In the records below, find the line that contains "returns 1 wrapper." and the line that contains "### Test gaps". Set down exactly those lines and every line between them, and nothing more.
▬▬▬▬▬▬▬▬▬▬
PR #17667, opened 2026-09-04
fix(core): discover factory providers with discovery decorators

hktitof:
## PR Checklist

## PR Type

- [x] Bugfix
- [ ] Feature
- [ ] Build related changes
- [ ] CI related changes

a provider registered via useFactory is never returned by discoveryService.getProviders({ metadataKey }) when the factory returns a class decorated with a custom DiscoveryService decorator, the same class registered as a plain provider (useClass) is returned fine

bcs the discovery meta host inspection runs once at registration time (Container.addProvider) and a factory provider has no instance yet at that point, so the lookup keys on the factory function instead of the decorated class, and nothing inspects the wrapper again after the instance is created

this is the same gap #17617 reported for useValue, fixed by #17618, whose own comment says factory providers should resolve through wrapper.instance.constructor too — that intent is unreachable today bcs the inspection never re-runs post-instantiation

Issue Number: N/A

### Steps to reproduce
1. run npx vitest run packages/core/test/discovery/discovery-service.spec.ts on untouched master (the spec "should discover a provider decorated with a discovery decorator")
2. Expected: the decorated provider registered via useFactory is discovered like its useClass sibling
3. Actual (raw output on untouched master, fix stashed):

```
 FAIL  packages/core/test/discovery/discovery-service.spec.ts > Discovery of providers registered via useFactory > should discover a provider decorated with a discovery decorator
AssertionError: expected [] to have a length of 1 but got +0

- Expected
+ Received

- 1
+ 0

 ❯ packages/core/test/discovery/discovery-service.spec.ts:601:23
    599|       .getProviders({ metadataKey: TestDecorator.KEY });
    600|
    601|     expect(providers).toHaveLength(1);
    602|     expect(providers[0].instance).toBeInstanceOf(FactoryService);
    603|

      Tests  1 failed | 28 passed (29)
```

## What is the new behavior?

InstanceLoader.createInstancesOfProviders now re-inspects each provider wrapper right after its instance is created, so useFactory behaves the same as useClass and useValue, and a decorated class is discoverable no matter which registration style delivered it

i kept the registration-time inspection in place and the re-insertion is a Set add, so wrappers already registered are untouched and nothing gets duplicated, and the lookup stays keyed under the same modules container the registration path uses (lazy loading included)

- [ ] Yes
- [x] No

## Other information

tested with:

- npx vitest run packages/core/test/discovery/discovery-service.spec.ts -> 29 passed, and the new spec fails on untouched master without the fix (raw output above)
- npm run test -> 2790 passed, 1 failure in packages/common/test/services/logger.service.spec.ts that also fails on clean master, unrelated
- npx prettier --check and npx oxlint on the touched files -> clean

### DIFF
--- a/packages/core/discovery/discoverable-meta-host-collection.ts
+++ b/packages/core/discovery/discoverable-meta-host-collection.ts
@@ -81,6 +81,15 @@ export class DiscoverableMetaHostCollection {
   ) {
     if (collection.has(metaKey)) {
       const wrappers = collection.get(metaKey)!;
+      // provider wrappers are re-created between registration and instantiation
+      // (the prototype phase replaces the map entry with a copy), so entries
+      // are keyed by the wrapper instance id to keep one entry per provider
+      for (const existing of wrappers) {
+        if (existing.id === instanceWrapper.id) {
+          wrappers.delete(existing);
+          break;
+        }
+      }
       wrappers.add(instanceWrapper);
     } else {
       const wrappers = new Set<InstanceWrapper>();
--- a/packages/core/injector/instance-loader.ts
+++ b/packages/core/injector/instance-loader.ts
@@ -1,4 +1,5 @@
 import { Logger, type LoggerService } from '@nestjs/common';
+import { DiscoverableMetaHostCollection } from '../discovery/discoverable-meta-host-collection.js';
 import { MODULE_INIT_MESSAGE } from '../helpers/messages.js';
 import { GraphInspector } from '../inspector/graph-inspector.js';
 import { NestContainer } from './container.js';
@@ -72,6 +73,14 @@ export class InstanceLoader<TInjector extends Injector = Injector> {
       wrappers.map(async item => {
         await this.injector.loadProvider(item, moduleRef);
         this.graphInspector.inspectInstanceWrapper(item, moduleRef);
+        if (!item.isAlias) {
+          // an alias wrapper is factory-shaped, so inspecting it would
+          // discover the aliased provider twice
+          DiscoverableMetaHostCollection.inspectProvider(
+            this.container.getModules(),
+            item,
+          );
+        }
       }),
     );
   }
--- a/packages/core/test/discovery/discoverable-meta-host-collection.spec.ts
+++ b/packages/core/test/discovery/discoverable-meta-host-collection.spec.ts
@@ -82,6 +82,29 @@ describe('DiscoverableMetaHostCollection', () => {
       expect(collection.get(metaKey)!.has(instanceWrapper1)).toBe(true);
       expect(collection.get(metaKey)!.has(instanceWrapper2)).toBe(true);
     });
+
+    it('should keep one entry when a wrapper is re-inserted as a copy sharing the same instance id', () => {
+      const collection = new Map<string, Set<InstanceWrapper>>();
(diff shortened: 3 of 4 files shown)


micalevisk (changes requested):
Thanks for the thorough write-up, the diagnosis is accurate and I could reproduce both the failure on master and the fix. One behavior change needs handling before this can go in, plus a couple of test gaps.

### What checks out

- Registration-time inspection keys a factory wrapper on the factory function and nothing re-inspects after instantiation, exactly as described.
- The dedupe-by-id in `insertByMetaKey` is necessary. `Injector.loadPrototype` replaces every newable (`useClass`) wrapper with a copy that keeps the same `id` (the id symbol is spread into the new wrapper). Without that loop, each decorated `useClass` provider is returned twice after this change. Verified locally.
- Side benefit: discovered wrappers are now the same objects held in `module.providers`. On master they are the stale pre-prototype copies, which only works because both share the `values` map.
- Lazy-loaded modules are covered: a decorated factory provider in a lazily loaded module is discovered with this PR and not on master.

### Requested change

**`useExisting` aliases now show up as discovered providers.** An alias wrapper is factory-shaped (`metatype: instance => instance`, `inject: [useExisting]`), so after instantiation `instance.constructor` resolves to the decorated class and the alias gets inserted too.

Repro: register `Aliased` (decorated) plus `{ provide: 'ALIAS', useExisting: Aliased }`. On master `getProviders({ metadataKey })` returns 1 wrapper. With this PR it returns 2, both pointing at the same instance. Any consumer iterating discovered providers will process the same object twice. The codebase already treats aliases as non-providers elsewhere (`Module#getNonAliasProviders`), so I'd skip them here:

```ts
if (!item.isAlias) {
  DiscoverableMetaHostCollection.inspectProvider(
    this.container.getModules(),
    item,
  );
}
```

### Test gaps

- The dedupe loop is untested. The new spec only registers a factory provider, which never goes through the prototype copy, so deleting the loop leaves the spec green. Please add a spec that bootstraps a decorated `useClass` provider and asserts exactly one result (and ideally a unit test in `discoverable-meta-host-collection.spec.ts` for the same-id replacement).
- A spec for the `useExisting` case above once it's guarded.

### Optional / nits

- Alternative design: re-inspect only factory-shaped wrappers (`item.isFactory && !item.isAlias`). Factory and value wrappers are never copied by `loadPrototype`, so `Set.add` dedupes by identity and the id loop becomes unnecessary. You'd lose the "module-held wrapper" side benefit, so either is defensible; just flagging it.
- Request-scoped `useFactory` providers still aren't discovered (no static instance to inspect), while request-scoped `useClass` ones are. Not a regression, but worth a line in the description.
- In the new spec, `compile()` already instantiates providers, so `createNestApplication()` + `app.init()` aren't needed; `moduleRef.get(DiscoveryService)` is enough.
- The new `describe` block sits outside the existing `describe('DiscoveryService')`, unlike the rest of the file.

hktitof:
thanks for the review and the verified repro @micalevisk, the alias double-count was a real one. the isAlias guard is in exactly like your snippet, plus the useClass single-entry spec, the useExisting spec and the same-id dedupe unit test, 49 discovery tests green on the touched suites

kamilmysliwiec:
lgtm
▬▬▬▬▬▬▬▬▬▬
Response to this task |
Repro: register `Aliased` (decorated) plus `{ provide: 'ALIAS', useExisting: Aliased }`. On master `getProviders({ metadataKey })` returns 1 wrapper. With this PR it returns 2, both pointing at the same instance. Any consumer iterating discovered providers will process the same object twice. The codebase already treats aliases as non-providers elsewhere (`Module#getNonAliasProviders`), so I'd skip them here:

```ts
if (!item.isAlias) {
  DiscoverableMetaHostCollection.inspectProvider(
    this.container.getModules(),
    item,
  );
}
```

### Test gaps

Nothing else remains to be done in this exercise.